PR #483, opened 2023-03-12
PoC: Add non-empty folds

phadej:
As `Foldable1` is in base-4.18 and there is a light compatibility package, we can do this somewhat easily.

This breaks symmetry of hierarchy,as there is no NeTraversal, but it's much less useful than non-empty folds (i.e. to semigroups).

This (softly) needs a `Foldable1WithIndex` to be added to `indexed-traversable`, which I'll do some time in the future (after GHC-9.6 updates are settled).

### DIFF
--- a/codegen/Subtypes.hs
+++ b/codegen/Subtypes.hs
@@ -40,6 +40,8 @@ data OpticKind
   |  A_Getter
   -- | Tag for an affine fold.
   |  An_AffineFold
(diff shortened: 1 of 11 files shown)


phadej:
Updated with a proof-of-concept of indexed folds too.

I'll leave this at this state until someone else asks for non-empty folds, but I'm probably going to release `indexed-traversable-0.1.3` in near future.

### DESCRIPTION OF THE TASK
Word for word, set down each line of the material.

### TASK RESULT
PR #483, opened 2023-03-12
PoC: Add non-empty folds

phadej:
As `Foldable1` is in base-4.18 and there is a light compatibility package, we can do this somewhat easily.

This breaks symmetry of hierarchy,as there is no NeTraversal, but it's much less useful than non-empty folds (i.e. to semigroups).

This (softly) needs a `Foldable1WithIndex` to be added to `indexed-traversable`, which I'll do some time in the future (after GHC-9.6 updates are settled).

### DIFF
--- a/codegen/Subtypes.hs
+++ b/codegen/Subtypes.hs
@@ -40,6 +40,8 @@ data OpticKind
   |  A_Getter
   -- | Tag for an affine fold.
   |  An_AffineFold
(diff shortened: 1 of 11 files shown)


phadej:
Updated with a proof-of-concept of indexed folds too.

I'll leave this at this state until someone else asks for non-empty folds, but I'm probably going to release `indexed-traversable-0.1.3` in near future.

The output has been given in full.